> To do:
Lines containing "config": state how many there are in these entries, and write only that number.

------ Extracted material ------

PR #1357, opened 2025-12-10
Design proposal: Buffer.fill() redesign

### LINKED ISSUE #1345: Revisit `Buffer.fill()`
PR #1318 was mistakenly prematurely merged: https://github.com/NVIDIA/cuda-python/pull/1318#issuecomment-3629730971

xref: https://github.com/NVIDIA/cuda-python/pull/1318#issuecomment-3629515796 and other open threads in the same PR. 

This must be resolved before we can cut a release, otherwise we'd have to make a breaking change in the next release (v0.6.0) which is not ideal.

Andy-Jost:
## Summary

This PR contains a design document proposing changes to `Buffer.fill()` to address feedback from PR #1318 that was prematurely merged.

**Please review the design document and provide feedback before implementation proceeds.**

## Related

- Closes #1345
- Follow-up to #1318

cc @leofang @kkraus14 @rparolin

### DIFF
--- a/cuda_core/docs/design/buffer-fill-redesign.md
+++ b/cuda_core/docs/design/buffer-fill-redesign.md
@@ -1,0 +1,77 @@
+# Buffer.fill() Redesign Proposal
+
+**Issue**: [#1345 - Revisit `Buffer.fill()`](https://github.com/NVIDIA/cuda-python/issues/1345)  
+**Author**: Andy Jost  
+**Date**: December 10, 2025
+
+## Background
+
+PR #1318 implemented `Buffer.fill(value, width, *, stream)` but was merged before review feedback was addressed. This document proposes a simplified API based on that feedback.
+
+## Proposed API
+
+```python
+def fill(self, value, *, stream: Stream | GraphBuilder):
+    """Fill buffer with a repeating byte pattern.
+    
+    Parameters
+    ----------
+    value : int or buffer-protocol object
+        - int: Must be in range [0, 256). Converted to 1 byte.
+        - buffer-protocol object: Must be 1, 2, or 4 bytes.
+    stream : Stream | GraphBuilder
+        Stream for the asynchronous fill operation.
+    
+    Raises
+    ------
+    TypeError
+        If value is not an int and does not support the buffer protocol.
+    ValueError
+        If value byte length is not 1, 2, or 4.
+        If buffer size is not divisible by value byte length.
+    OverflowError
+        If int value is outside [0, 256).
+    """
+```
+
+## Implementation
+
+```python
+def get_fill_pattern(value):
+    if isinstance(value, int):
+        return value.to_bytes(1, 'little')  # Raises OverflowError if not in [0, 256)
+    mv = memoryview(value)
+    return mv.tobytes()
+
+pattern = get_fill_pattern(value)
+L = len(pattern)
+if L not in (1, 2, 4):
+    raise ValueError(f"value must be 1, 2, or 4 bytes, got {L}")
+if buffer_size % L != 0:
+    raise ValueError(f"buffer size ({buffer_size}) must be divisible by {L}")
+
+# Call appropriate cuMemsetD{8,16,32}Async based on L
+```
+
+## Examples
+
+```python
+# Byte fill (1 byte)
+buffer.fill(0, stream=stream)              # Zero memory
+buffer.fill(0xFF, stream=stream)           # Fill with 0xFF
+
+# Multi-byte fill via numpy scalars
+buffer.fill(np.uint16(0x1234), stream=stream)      # 2-byte pattern
+buffer.fill(np.float32(1.0), stream=stream)        # 4-byte pattern
+
+# Raw bytes
+buffer.fill(b'\xDE\xAD\xBE\xEF', stream=stream)    # 4-byte pattern
+```
+
+## Changes from Current API
+
+| Current | Proposed |
+|---------|----------|
+| `fill(value, width, *, stream)` | `fill(value, *, stream)` |
+| Explicit `width` parameter | Width inferred from value |
+| Only accepts `int` | Accepts `int` or buffer-protocol objects |


Andy-Jost:
@kkraus14 @leofang @rparolin

I don't plan to commit the proposal document buffer-fill-redesign.md. Just posting this to close on the redesign before reimplementing the feature.

You can toggle between "source diff" and "rich diff" for commenting and rendering, respectively.

cuda_core/docs/design/buffer-fill-redesign.md
```diff
@@ -0,0 +1,350 @@
...
+   - `numpy.int8/uint8` → 1-byte fill
+   - `numpy.int16/uint16` → 2-byte fill
+   - `numpy.int32/uint32` → 4-byte fill
+   - `bytes` (length 1, 2, or 4) → raw pattern fill
+
+2. **StridedMemoryView.fill()** (new):
+   - Uses the view's dtype to determine width and signedness
+   - Value is validated against the dtype's range
+
+3. **Remove `width` parameter** from current API (breaking change, but before release)
```
Andy-Jost: Here's the main part of the proposal.

cuda_core/docs/design/buffer-fill-redesign.md
```diff
@@ -0,0 +1,350 @@
...
+## Recommendation
+
+**Option C (Hybrid Approach)** provides the best balance:
+
+1. **Buffer.fill()** accepts:
+   - `int` → 1-byte fill (value 0-255)
+   - `numpy.int8/uint8` → 1-byte fill
+   - `numpy.int16/uint16` → 2-byte fill
+   - `numpy.int32/uint32` → 4-byte fill
+   - `bytes` (length 1, 2, or 4) → raw pattern fill
```
kkraus14: I think all 4 of these could be rolled into "objects that support Python buffer protocol" where as long as the object supports Python buffer protocol and is either 1, 2, or 4 bytes we match that to the corresponding fill ~(We could also simulate doing 8 byte fills using the 4 byte fill CUDA API under the hood?)~

Numpy scalars support Python buffer protocol so it would allow us to support those types without adding to our numpy dependency footprint in any way.

cuda_core/docs/design/buffer-fill-redesign.md
```diff
@@ -0,0 +1,350 @@
...
+
+2. **StridedMemoryView.fill()** (new):
+   - Uses the view's dtype to determine width and signedness
+   - Value is validated against the dtype's range
```
kkraus14: If the `StridedMemoryView` is non-contiguous, do we not support it for now or does the fill operate ignoring strides?

cuda_core/docs/design/buffer-fill-redesign.md
```diff
@@ -0,0 +1,350 @@
...
+    # ... proceed with cuMemsetD*Async
+```
+
+**Future enhancement**: A kernel-based fallback could be added later to support strided fills if there's user demand. This would require launching a simple fill kernel that iterates over elements using the stride information.
+
+## Open Questions
+
+1. **Should plain Python `int` default to 1-byte or 4-byte?**
+   - Proposal: 1-byte (consistent with "Buffer is untyped bytes")
+   - Alternative: Error if int > 255, requiring explicit dtype for larger values
```
kkraus14: Python integers have a built-in `to_bytes` function that errors if you try to call it with something larger than 1-byte where it makes sense to limit it to 1-byte in my opinion.

cuda_core/docs/design/buffer-fill-redesign.md
```diff
@@ -0,0 +1,350 @@
...
+
+2. **Should we support `numpy.int64/uint64`?**
+   - CUDA only provides cuMemsetD{8,16,32}Async, no 64-bit variant
+   - Proposal: Error for 64-bit types with clear message
```
kkraus14: This is quite unfortunate, but I agree this is the right behavior for now.

kkraus14:
@Andy-Jost I'm aligned to the approach you've detailed out here. My only suggested change is related to the use of Python buffer protocol instead of specifically handling bytes and numpy scalar objects. The rest looks good to me!

cuda_core/docs/design/buffer-fill-redesign.md
Andy-Jost: Ok, I see now. This seems like a great approach. I'll look into it.

I don't think there is a straightforward way to support 8-byte values.

Andy-Jost:
> @Andy-Jost I'm aligned to the approach you've detailed out here. My only suggested change is related to the use of Python buffer protocol instead of specifically handling bytes and numpy scalar objects. The rest looks good to me!

Thanks for the quick feedback, Keith. I'll follow up with a code change based on these suggestions.

cuda_core/docs/design/buffer-fill-redesign.md
kkraus14: > I don't think there is a straightforward way to support 8-byte values.

Yup, apologies, that was a brain fart on my end. Will edit it to strikethrough.

leofang:
@kkraus14 @Andy-Jost 

Question: 
1. Wearing my array API hat, wouldn't Option C trap us in the unfortunate business of implementing [type promotion rules](https://data-apis.org/array-api/latest/API_specification/type_promotion.html)? What if `SMV.dtype` is not compatible with the value type? Is it something that we want to handle at the cuda.core level?
2. Can we verify using Python buffer protocol is faster than the ParamHolder dispatcher? My impression is that the buffer protocol overhead is nontrivial. Conversely, if it is faster we should create a task to track rewriting the dispatcher to use buffer protocol.

Andy-Jost:
> @kkraus14 @Andy-Jost
> 
> Question:
> 
> 1. Wearing my array API hat, wouldn't Option C trap us in the unfortunate business of implementing [type promotion rules](https://data-apis.org/array-api/latest/API_specification/type_promotion.html)? What if `SMV.dtype` is not compatible with the value type? Is it something that we want to handle at the cuda.core level?

Let me update the proposal and to strip it down (e.g., Option C is off the table now).

If we go with Keith's suggestion to rely on the buffer protocol, we can sidestep type promotion for the basic `Buffer.fill`. However, there are gotchas with `StridedMemoryView.fill` and maybe this is what you have in mind. For instance:

```
view = StridedMemoryView.from_buffer(buffer, layout, dtype=np.float32)
view.fill(1, stream=stream)
```

Is the fill value `np.float32(1)` or the byte `0x01`?

Given the added complexity, I'm inclined to:

  1. Implement `Buffer.fill` with the buffer protocol approach.
  2. Defer `StridedMemoryView.fill` for now, as it needs more design


> 2. Can we verify using Python buffer protocol is faster than the ParamHolder dispatcher? My impression is that the buffer protocol overhead is nontrivial. Conversely, if it is faster we should create a task to track rewriting the dispatcher to use buffer protocol.

I don't have any sense of how the buffer protocol will compare with the `ParamHolder` dispatch. `Buffer.fill` is potentially simpler because it only supports 1/2/4 bytes. How about this: I can reimplement `Buffer.fill` based on the buffer protocol and benchmark the performance against `ParamHolder`. That at least allows us to fix the API right away. Then, based on the benchmark results we can decide what to do next with `ParamHolder`.

Andy-Jost:
New (much shorter) proposal doc is live.

cuda_core/docs/design/buffer-fill-redesign.md
```diff
@@ -0,0 +1,77 @@
...
+
+```python
+def fill(self, value, *, stream: Stream | GraphBuilder):
+    """Fill buffer with a repeating byte pattern.
+    
+    Parameters
+    ----------
+    value : int or buffer-protocol object
+        - int: Must be in range [0, 256). Converted to 1 byte.
+        - buffer-protocol object: Must be 1, 2, or 4 bytes.
```
kkraus14, line 21: super nitpick, but there's the `collections.abc.Buffer` type that exists specifically to indicate objects that support buffer protocol

kkraus14:
> 2\. Can we verify using Python buffer protocol is faster than the ParamHolder dispatcher? My impression is that the buffer protocol overhead is nontrivial. Conversely, if it is faster we should create a task to track rewriting the dispatcher to use buffer protocol.

I think we could special case and fast path certain object types and then fall back to buffer protocol if desired? I.E. support `bytes` objects zero copy directly via the CPython API first, then support `int` objects via a fastpath using the CPython API, and then fall back to buffer protocol?

leofang:
There is one thing that came to my mind last night. @Andy-Jost you saw @chloechia4's design doc on pythonic cuFILE support. There is one bit of cuFILE that I like very much (at least the concept of it), which is they support **deferred** C scalar values by accepting pointers in their read/write APIs. 

Our current `Buffer.fill` design cannot be deferred. The value must be to be materialized at the invocation time, due to the underlying memset C API constraint. We could work around this by conditionally dispatching to memcpy, but then we need a way to express this special case and I suspect we'd have to use Python int to serve as the pointer address (like in `launch`). WDYT?

Andy-Jost:
> There is one thing that came to my mind last night. @Andy-Jost you saw @chloechia4's design doc on pythonic cuFILE support. There is one bit of cuFILE that I like very much (at least the concept of it), which is they support **deferred** C scalar values by accepting pointers in their read/write APIs.
> 
> Our current `Buffer.fill` design cannot be deferred. The value must be to be materialized at the invocation time, due to the underlying memset C API constraint. We could work around this by conditionally dispatching to memcpy, but then we need a way to express this special case and I suspect we'd have to use Python int to serve as the pointer address (like in `launch`). WDYT?

Discussed: not something we can support due to driver API limitations

PR #1360, opened 2025-12-11
Forward port of #1349

mdboom:
This adds the changes in #1349 that make NVML dynamically support 12.9 correctly to the main branch.  This should have no net effect on 13.0+ -- it is just to make the branches match.

### DIFF
--- a/.pre-commit-config.yaml
+++ b/.pre-commit-config.yaml
@@ -17,7 +17,7 @@ repos:
   - repo: https://github.com/astral-sh/ruff-pre-commit
     rev: 9c89adb347f6b973f4905a4be0051eb2ecf85dea  # frozen: v0.13.3
     hooks:
-      - id: ruff
+      - id: ruff-check
         args: [--fix, --show-fixes]
       - id: ruff-format
 
--- a/cuda_pathfinder/pixi.lock
+++ b/cuda_pathfinder/pixi.lock
@@ -1,0 +1,942 @@
+version: 6
+environments:
+  cu13:
+    channels:
+    - url: https://conda.anaconda.org/conda-forge/
+    packages:
+      linux-64:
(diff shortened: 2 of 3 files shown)


cuda_bindings/cuda/bindings/_nvml.pxd
```diff
@@ -32,19 +32,16 @@ ctypedef nvmlProcessInfo_v2_t ProcessInfo_v2
 ctypedef nvmlNvLinkUtilizationControl_t NvLinkUtilizationControl
 ctypedef nvmlViolationTime_t ViolationTime
 ctypedef nvmlUUIDValue_t UUIDValue
-ctypedef nvmlPlatformInfo_v1_t PlatformInfo_v1
```
kkraus14, line 35: Were these removed due to codegen issues and something we intend to readd in the future?

mdboom: They were changed from a type-erased type to a `AUTO_LOWPP_CLASS`.  It looks like a deletion in the low-level, but it's actually a move from the low-level to the high-level.  

Initially this type was not wrapped specially because it was deprecated in 13.0.  In order to support 12.9, we needed to wrap this class as well and use it as a return type on 12.9.

mdboom: That said, is it a bug that `AUTO_LOWPP_CLASS` doesn't include a declaration in the `.pxd` file?  Seems to be long-standing behavior in any event.  @leofang: any insights?

leofang: This is Python-layer pxd which we don't guarantee any stability. I think it might just be a simple oversight that the new CLASS is not exposed here (if this is what you meant), but the reality is no one is supposed to use these other than ourselves if we like. I don't think it is a bug to sweat on unless it's trivial to fix.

------

> Answer section:
2